Items from a dataset:
=== Begin Enclosure ===
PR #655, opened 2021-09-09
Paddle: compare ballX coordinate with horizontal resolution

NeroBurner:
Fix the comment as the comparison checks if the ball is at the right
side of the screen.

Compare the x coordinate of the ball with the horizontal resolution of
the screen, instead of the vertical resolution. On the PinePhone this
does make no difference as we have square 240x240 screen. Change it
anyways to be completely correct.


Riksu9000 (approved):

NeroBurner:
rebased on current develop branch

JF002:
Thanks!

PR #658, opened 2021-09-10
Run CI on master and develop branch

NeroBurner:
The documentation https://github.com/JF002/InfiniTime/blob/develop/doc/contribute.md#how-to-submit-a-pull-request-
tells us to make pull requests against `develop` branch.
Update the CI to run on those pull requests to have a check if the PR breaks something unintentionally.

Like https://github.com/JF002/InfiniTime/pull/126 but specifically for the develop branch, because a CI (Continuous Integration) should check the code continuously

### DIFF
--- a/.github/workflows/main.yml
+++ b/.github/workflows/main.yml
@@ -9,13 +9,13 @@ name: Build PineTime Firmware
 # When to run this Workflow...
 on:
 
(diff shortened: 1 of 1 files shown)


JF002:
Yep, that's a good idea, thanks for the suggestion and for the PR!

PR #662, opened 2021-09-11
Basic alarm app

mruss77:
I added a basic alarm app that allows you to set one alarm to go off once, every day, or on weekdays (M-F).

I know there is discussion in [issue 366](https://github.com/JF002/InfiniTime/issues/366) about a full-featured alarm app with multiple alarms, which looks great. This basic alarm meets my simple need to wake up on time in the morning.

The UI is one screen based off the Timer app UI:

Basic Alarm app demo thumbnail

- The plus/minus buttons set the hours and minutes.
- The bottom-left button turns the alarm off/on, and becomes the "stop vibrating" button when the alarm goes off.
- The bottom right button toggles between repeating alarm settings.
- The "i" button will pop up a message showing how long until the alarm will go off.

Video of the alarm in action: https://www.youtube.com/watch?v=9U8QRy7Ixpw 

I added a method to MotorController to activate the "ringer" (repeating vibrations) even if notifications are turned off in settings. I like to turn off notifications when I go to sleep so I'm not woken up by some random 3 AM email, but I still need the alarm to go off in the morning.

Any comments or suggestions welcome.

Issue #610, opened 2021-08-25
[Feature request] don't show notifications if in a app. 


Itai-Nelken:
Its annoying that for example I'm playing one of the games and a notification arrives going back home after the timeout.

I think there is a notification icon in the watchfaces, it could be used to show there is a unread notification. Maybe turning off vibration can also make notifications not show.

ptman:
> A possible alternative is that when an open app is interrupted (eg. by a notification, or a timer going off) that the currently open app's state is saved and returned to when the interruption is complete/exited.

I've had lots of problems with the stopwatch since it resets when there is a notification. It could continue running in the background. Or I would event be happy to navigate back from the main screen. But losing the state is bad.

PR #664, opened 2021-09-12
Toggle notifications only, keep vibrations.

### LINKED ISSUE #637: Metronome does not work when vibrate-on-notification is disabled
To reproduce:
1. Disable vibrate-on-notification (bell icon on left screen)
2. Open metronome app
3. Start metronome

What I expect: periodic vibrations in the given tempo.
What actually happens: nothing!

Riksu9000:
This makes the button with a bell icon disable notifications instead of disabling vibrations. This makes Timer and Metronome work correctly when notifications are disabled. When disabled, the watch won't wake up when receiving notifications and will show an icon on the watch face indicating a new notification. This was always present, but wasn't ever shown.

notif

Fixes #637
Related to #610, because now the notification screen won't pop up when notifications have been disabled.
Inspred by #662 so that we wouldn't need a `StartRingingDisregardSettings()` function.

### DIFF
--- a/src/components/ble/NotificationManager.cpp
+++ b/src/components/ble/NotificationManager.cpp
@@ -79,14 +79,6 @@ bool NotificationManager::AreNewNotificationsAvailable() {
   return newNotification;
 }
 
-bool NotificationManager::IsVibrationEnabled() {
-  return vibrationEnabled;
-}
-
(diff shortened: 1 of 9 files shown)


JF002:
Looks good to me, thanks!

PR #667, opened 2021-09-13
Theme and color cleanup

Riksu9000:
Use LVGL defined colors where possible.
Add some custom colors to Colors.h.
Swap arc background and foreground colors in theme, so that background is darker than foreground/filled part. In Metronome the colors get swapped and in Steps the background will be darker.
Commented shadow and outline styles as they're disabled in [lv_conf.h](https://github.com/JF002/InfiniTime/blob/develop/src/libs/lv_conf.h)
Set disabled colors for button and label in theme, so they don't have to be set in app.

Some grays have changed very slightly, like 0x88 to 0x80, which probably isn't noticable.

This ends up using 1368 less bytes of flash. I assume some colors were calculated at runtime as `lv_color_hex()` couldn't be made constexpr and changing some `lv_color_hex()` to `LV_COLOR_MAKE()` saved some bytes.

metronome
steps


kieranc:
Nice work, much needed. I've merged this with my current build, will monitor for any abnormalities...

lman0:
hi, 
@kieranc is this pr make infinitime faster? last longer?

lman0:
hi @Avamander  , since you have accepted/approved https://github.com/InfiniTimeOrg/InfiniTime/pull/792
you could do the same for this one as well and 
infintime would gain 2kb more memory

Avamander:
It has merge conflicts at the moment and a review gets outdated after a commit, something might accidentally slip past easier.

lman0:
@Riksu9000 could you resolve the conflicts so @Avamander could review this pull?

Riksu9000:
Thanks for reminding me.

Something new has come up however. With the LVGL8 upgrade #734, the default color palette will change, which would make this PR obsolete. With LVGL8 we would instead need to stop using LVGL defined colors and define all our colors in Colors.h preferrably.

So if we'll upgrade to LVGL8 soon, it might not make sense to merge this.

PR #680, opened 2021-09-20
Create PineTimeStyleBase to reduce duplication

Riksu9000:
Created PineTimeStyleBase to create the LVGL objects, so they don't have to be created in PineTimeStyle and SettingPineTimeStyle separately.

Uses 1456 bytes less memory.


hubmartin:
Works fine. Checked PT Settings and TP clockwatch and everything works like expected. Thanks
=== End Enclosure ===
=== Begin Enclosure ===
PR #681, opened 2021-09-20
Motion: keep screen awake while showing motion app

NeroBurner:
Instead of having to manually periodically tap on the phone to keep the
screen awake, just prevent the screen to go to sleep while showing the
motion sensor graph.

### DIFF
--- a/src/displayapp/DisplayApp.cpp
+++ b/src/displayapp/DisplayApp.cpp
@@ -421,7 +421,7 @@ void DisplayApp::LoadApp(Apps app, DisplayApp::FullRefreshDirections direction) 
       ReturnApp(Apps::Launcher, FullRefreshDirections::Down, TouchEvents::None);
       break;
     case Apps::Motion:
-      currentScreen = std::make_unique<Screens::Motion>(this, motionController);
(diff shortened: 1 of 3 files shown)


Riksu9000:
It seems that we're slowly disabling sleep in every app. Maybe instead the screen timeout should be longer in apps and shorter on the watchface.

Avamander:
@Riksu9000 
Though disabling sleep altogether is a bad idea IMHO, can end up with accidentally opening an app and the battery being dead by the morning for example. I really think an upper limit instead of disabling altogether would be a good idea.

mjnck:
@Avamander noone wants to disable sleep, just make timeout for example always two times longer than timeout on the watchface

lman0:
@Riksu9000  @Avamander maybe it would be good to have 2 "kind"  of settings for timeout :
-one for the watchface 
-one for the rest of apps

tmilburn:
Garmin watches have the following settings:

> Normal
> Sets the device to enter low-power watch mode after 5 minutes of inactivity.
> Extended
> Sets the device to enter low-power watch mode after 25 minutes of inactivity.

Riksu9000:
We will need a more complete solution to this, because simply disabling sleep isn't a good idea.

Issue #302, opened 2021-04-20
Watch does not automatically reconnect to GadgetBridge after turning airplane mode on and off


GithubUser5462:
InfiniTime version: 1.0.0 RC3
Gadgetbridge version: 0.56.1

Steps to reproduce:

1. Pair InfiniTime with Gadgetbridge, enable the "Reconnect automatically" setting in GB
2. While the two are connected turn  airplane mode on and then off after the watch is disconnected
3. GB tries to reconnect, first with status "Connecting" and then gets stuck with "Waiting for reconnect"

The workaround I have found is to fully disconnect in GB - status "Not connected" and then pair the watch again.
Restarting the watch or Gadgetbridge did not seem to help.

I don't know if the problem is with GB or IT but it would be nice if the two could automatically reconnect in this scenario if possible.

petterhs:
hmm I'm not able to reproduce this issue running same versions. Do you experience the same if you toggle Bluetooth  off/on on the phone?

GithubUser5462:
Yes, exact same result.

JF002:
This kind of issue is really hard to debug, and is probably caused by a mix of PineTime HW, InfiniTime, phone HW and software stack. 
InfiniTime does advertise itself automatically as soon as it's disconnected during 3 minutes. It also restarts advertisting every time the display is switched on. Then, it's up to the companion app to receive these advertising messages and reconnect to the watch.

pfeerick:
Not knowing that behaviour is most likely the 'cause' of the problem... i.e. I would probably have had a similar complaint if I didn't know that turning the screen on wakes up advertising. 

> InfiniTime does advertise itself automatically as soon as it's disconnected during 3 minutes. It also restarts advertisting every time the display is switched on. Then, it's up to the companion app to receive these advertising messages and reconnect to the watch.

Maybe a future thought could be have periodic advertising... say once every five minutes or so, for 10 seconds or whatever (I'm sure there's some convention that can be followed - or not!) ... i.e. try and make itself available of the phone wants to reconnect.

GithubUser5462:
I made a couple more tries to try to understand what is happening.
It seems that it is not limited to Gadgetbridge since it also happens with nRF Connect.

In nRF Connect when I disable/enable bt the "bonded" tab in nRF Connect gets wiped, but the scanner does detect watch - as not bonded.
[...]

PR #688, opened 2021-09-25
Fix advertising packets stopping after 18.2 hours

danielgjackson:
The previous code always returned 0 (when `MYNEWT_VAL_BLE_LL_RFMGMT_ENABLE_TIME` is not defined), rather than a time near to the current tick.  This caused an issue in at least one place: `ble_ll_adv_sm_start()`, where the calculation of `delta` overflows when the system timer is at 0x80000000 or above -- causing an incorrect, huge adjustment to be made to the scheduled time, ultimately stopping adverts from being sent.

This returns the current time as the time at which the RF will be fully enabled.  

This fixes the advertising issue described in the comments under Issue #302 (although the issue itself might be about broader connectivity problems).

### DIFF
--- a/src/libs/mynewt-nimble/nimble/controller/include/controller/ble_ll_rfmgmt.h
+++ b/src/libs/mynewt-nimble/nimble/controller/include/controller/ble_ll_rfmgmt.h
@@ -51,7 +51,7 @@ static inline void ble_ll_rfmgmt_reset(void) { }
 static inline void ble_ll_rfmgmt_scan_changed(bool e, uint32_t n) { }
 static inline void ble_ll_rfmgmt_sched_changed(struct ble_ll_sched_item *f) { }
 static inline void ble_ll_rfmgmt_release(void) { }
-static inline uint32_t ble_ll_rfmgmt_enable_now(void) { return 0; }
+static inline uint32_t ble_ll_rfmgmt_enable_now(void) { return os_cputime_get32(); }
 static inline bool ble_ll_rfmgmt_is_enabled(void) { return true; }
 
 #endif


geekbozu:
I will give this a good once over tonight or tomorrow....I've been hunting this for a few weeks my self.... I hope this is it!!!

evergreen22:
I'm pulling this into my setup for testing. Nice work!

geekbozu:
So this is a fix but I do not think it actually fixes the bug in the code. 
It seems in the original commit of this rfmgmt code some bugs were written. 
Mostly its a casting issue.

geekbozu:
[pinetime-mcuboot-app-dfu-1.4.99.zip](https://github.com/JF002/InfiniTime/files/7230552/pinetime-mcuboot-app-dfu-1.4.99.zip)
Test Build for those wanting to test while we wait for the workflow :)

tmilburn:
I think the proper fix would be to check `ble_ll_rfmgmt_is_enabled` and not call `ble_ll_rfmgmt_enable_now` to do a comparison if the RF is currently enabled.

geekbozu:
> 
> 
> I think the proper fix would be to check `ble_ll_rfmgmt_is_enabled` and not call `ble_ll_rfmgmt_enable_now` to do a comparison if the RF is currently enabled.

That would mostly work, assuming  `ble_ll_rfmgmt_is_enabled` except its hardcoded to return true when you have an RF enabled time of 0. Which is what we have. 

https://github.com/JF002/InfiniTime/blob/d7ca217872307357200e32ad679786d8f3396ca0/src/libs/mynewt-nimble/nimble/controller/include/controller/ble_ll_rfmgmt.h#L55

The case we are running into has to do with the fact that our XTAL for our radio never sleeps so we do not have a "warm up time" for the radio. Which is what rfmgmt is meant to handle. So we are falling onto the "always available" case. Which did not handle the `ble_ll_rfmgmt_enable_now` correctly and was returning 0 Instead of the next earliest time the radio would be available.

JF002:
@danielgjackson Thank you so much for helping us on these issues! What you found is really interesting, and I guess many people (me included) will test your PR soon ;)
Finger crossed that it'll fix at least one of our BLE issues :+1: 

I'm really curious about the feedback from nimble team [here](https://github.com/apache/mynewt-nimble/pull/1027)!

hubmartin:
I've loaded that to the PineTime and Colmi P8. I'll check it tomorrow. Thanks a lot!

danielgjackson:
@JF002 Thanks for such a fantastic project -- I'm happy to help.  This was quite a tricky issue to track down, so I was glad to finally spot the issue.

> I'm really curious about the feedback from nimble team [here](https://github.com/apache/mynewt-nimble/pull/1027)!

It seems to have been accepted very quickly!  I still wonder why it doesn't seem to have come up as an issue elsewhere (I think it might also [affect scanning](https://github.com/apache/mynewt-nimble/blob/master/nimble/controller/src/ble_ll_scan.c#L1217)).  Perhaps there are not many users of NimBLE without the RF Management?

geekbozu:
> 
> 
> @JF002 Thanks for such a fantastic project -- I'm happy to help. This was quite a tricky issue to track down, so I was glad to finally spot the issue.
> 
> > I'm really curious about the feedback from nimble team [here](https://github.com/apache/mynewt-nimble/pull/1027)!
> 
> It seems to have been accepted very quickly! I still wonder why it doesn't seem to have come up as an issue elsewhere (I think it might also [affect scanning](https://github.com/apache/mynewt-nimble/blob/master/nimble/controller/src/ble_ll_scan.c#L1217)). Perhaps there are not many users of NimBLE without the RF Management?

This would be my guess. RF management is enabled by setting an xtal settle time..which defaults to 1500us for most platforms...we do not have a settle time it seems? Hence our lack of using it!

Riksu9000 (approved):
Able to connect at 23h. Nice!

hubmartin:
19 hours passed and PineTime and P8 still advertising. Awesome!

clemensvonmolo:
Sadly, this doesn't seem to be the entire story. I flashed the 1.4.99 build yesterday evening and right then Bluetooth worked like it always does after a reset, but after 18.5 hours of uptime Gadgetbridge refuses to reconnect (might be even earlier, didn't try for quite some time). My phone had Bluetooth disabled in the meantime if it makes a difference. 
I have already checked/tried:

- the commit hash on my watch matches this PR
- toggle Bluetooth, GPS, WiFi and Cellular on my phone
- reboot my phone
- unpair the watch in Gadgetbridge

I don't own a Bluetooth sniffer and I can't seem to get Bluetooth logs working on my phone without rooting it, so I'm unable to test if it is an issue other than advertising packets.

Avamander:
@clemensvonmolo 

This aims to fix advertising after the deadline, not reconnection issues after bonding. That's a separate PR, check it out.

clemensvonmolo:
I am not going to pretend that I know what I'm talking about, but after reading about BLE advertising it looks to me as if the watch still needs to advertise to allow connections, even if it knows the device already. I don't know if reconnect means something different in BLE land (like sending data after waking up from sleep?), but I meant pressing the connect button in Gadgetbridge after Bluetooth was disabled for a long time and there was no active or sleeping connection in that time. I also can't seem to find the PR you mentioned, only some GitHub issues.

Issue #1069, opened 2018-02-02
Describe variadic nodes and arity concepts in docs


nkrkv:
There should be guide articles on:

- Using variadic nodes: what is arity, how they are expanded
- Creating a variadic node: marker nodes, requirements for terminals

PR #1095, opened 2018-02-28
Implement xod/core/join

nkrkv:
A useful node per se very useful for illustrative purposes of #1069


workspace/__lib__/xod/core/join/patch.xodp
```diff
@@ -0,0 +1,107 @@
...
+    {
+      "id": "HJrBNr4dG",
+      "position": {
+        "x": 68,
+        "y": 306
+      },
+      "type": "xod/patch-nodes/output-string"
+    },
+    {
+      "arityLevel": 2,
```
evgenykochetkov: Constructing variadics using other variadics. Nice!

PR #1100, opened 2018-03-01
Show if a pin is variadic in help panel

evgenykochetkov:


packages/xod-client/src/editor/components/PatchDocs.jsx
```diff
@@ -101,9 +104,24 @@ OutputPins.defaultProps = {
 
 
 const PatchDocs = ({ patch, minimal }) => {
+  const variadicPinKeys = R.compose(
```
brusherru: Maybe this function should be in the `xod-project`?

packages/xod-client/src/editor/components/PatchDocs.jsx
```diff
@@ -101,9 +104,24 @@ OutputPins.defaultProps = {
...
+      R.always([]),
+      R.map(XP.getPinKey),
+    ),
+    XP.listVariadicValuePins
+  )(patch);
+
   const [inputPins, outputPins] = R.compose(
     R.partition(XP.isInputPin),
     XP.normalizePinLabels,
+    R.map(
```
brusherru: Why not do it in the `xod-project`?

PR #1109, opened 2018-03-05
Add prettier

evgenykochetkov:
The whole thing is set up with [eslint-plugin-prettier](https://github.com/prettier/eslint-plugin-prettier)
=== End Enclosure ===
## What needs to be done
Which lines of the records above contain the word "repeating"? Show each of them.

## Task solution
- The bottom right button toggles between repeating alarm settings.
I added a method to MotorController to activate the "ringer" (repeating vibrations) even if notifications are turned off in settings. I like to turn off notifications when I go to sleep so I'm not woken up by some random 3 AM email, but I still need the alarm to go off in the morning.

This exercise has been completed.